Caught a LOT of perch (had to be over 100) but most were around 7". Ended up keeping 25, 8.5" up to a little over 12". The small ones were extremely active. The bigger ones would either come in and smack it or just cruise on by. Didn’t seem to be much looking.

Slab grabber with a red bead caught the bigger perch, though the giant hit a whole minnow on a Swedish pimple. Still kicking myself!


----------



## sureshot006




----------



## [email protected]




----------



## Levelpebble Angler

My guess is cascade in Idaho. It's on my bucket list.


----------



## Petoskey

jiggin is livin said:


> What state are you in? That pic with the mountains is absolutely gorgeous!


Thank you! I’m in Montana.
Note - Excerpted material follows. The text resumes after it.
PR #169, opened 2018-02-08
Allow passing a custom Writer to HollowRecordStringifier

akhaku:
For cases where a record has a large amount of data,
stringifying it can result in the underlying StringBuilder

That pic with the perch was at Holter Lake. I live in the Helena area and all the major lakes and reservoirs around here are connected to the Missouri River. Holter is always the last to freeze since it’s got the strongest current..but it’s the best fishing and most beautiful spot to fish! Here’s a couple shots from some of my other favorite spots to fish around here...


----------



## Petoskey

Levelpebble Angler said:


> My guess is cascade in Idaho. It's on my bucket list.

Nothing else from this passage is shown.